WHAT THIS TASK INVOLVES >> The listing below holds a line with "[tempo-distributed] Allow higher" and a line with "With RF3 the". Reproduce those two lines exactly, plus everything between them.
^^^^^^^^^^^^^^^^
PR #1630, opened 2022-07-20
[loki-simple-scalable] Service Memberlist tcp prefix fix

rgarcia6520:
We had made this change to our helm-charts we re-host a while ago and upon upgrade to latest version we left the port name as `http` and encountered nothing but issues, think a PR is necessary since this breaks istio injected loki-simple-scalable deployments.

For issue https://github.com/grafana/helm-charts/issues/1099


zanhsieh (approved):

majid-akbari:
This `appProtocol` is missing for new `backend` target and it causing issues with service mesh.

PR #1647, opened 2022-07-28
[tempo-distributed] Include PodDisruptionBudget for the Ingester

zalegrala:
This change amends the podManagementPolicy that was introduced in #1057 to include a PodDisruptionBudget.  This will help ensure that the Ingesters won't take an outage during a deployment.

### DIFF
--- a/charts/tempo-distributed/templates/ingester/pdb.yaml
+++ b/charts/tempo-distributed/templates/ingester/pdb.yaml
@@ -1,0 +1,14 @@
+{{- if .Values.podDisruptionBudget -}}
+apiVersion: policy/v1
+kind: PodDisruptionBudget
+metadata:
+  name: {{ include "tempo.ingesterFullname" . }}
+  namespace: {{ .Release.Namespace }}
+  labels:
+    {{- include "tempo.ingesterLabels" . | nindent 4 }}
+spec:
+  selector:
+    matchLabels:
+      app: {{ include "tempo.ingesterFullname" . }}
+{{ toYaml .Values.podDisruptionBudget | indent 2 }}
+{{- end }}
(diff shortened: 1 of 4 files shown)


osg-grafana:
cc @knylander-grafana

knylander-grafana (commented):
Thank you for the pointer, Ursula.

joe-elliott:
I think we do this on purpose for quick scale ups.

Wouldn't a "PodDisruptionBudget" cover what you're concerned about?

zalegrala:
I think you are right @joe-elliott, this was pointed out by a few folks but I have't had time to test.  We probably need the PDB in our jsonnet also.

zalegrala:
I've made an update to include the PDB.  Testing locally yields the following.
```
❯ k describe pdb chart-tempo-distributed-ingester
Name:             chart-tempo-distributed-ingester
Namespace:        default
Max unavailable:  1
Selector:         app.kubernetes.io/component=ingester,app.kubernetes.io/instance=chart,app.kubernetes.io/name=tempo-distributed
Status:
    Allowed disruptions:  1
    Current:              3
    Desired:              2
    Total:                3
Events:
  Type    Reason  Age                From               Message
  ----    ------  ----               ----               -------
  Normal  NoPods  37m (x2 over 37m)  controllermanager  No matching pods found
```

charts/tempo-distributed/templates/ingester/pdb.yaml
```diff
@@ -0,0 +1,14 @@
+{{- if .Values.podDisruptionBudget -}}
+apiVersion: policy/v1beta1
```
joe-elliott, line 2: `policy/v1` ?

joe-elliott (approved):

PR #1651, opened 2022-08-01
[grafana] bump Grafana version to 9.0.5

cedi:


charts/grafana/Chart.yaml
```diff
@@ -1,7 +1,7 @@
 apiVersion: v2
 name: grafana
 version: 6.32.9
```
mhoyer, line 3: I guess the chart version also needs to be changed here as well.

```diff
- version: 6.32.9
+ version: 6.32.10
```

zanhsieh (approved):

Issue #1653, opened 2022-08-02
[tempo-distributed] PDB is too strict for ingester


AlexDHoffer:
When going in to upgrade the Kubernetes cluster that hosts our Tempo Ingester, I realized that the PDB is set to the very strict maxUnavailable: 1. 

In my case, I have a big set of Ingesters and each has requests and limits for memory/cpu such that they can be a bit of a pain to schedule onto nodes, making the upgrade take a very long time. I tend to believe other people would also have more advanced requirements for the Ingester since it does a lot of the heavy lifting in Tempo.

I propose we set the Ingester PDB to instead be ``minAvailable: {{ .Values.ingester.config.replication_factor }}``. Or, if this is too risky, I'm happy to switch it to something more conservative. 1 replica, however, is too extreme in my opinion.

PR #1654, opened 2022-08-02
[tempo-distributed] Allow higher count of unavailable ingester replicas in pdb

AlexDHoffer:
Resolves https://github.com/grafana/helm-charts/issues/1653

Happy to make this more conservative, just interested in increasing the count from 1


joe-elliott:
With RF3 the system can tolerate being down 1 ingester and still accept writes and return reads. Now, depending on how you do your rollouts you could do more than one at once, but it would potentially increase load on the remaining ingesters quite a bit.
^^^^^^^^^^^^^^^^
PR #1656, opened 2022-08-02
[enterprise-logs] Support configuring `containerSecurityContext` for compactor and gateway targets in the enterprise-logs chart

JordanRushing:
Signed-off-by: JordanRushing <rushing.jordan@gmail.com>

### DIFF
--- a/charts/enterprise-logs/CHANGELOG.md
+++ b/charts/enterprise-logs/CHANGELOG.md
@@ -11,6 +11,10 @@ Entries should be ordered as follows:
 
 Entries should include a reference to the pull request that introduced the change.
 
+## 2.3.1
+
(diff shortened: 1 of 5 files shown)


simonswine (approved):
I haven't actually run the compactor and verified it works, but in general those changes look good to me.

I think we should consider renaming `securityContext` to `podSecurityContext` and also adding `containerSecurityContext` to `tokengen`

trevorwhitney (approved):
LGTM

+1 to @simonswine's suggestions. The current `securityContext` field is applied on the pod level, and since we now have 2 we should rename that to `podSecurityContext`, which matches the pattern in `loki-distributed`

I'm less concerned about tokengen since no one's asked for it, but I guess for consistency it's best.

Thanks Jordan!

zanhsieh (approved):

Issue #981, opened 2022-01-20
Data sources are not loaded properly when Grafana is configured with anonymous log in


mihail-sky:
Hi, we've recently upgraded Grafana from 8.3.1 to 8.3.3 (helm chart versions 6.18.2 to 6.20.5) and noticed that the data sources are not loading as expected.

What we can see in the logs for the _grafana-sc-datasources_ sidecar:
^^^^^^^^^^^^^^^^
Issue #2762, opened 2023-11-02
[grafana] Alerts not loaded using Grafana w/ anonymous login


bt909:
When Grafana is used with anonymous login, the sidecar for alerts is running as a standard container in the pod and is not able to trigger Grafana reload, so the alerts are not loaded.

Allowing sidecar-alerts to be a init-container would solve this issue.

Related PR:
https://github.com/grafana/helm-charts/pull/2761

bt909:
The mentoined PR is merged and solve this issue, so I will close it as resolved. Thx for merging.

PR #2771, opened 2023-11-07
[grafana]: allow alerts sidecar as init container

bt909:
^^^^^^^^^^^^^^^^
REPLY TO THE EXERCISE >>
[tempo-distributed] Allow higher count of unavailable ingester replicas in pdb

AlexDHoffer:
Resolves https://github.com/grafana/helm-charts/issues/1653

Happy to make this more conservative, just interested in increasing the count from 1


joe-elliott:
With RF3 the system can tolerate being down 1 ingester and still accept writes and return reads. Now, depending on how you do your rollouts you could do more than one at once, but it would potentially increase load on the remaining ingesters quite a bit.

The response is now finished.